**THE PROBLEM**
Report the count of lines containing the word "health" in the entries below, and nothing more.

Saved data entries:
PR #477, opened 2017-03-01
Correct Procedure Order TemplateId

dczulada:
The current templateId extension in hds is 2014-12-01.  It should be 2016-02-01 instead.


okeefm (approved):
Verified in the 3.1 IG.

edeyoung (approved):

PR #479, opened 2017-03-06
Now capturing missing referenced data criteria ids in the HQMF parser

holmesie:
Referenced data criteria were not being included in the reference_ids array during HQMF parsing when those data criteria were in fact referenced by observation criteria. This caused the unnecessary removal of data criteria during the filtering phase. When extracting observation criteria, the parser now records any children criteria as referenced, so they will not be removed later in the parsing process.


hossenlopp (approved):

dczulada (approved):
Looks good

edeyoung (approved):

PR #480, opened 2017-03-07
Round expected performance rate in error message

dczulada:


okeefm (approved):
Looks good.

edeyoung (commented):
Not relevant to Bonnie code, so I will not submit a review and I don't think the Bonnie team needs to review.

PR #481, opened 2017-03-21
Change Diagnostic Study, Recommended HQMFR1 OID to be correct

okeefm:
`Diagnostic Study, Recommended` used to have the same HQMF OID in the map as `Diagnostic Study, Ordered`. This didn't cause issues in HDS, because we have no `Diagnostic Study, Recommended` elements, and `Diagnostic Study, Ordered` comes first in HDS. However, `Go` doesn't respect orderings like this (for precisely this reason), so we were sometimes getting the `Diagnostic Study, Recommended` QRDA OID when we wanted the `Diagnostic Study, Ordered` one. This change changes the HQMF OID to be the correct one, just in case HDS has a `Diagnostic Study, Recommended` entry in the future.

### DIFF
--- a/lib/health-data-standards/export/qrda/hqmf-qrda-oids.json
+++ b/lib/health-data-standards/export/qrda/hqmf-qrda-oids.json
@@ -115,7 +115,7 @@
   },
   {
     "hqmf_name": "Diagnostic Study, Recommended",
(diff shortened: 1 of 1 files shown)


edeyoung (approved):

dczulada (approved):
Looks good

---

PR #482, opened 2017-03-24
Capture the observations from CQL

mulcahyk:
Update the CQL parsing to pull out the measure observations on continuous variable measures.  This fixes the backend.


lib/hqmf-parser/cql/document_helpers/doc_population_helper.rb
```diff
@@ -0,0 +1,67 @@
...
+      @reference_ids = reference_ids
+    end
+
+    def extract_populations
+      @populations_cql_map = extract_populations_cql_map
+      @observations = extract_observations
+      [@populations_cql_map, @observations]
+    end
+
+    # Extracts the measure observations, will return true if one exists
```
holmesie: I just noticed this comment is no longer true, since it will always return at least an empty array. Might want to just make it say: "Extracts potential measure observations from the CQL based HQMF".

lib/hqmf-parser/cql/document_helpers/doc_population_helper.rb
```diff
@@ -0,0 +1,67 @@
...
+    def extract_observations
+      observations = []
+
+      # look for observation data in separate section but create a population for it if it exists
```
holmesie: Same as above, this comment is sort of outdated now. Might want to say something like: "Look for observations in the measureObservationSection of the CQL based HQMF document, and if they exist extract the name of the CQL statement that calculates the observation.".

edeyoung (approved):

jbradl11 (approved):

--

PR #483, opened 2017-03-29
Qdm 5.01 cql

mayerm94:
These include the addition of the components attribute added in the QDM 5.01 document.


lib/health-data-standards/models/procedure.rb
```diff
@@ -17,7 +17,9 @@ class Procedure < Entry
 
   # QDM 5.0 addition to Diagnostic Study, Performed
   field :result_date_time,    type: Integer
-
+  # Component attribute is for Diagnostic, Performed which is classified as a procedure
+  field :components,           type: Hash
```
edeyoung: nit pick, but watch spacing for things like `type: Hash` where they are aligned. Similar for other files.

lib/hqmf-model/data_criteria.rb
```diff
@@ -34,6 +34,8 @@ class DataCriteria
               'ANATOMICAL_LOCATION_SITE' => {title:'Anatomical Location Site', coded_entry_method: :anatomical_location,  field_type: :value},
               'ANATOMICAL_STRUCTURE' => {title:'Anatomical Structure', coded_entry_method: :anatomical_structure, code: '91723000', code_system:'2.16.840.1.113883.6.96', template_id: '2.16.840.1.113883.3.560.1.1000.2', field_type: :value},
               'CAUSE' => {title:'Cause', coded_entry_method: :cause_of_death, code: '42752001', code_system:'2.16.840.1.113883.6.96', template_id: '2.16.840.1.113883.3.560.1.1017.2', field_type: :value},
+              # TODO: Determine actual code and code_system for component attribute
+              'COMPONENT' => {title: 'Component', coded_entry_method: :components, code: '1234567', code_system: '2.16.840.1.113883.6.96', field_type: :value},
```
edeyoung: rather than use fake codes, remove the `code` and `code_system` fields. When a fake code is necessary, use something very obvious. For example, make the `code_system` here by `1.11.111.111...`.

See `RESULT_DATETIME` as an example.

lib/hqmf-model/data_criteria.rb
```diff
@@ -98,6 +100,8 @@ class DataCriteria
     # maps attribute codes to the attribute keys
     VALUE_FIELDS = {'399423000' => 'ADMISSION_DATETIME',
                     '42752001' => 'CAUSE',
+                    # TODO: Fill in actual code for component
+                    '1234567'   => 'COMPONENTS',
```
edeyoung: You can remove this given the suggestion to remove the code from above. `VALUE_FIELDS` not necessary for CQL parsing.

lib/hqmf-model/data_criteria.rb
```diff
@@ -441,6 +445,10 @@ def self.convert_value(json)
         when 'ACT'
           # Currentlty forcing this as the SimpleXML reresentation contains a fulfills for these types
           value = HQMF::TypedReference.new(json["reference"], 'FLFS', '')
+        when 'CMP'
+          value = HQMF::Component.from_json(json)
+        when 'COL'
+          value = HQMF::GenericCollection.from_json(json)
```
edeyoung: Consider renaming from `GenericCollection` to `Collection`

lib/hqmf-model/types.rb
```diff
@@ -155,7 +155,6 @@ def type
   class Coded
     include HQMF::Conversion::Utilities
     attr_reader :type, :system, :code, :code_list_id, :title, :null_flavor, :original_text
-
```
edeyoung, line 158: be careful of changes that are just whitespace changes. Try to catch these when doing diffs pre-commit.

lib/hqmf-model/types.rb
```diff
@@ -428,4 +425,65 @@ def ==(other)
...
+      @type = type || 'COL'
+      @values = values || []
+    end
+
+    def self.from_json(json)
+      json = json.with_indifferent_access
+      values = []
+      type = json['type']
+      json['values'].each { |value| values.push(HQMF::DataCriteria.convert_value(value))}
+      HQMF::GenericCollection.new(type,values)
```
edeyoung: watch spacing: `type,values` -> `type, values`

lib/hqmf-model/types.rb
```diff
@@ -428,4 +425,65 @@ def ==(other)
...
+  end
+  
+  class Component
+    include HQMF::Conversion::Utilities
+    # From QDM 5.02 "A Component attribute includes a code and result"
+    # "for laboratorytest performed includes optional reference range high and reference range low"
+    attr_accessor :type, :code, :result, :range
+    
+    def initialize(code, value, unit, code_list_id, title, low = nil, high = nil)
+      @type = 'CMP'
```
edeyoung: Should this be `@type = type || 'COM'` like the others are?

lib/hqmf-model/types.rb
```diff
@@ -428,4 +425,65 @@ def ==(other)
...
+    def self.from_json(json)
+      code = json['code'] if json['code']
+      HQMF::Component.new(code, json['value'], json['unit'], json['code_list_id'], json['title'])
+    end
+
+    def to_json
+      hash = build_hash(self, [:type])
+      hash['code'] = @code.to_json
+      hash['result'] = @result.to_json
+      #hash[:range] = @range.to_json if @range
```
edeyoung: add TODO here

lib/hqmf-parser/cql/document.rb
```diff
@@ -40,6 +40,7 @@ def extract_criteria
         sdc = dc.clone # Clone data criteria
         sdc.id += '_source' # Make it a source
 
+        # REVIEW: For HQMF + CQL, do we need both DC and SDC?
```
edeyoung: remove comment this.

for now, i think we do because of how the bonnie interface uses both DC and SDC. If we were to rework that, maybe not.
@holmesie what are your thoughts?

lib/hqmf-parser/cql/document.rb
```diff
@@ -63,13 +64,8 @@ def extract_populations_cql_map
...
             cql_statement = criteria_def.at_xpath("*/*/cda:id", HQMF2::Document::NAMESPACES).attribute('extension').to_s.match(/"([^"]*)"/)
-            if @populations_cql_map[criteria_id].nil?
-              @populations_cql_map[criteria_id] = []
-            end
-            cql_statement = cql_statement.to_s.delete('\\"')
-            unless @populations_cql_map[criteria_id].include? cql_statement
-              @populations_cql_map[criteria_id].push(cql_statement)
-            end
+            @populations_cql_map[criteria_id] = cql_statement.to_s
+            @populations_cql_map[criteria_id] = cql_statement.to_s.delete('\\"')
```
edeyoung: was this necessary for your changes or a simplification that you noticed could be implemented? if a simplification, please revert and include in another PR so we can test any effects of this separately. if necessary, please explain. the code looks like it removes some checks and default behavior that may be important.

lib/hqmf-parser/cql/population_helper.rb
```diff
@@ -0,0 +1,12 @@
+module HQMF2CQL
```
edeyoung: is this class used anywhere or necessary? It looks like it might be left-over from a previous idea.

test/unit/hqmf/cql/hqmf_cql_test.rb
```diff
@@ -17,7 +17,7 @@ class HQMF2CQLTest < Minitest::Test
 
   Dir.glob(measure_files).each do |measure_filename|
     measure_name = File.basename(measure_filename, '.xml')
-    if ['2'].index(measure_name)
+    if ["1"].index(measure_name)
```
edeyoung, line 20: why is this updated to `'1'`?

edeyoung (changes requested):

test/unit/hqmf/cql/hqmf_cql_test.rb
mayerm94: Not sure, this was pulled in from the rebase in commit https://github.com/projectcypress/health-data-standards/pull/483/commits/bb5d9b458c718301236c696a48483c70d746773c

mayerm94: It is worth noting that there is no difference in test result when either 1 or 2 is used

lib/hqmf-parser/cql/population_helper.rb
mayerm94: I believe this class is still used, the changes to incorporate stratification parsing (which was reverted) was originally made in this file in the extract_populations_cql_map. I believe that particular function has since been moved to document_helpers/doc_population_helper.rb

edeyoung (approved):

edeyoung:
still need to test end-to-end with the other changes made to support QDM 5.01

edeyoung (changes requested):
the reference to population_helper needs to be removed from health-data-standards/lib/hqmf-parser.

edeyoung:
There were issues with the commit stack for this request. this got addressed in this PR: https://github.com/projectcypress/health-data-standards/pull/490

**RESULT OF THE TASK**
6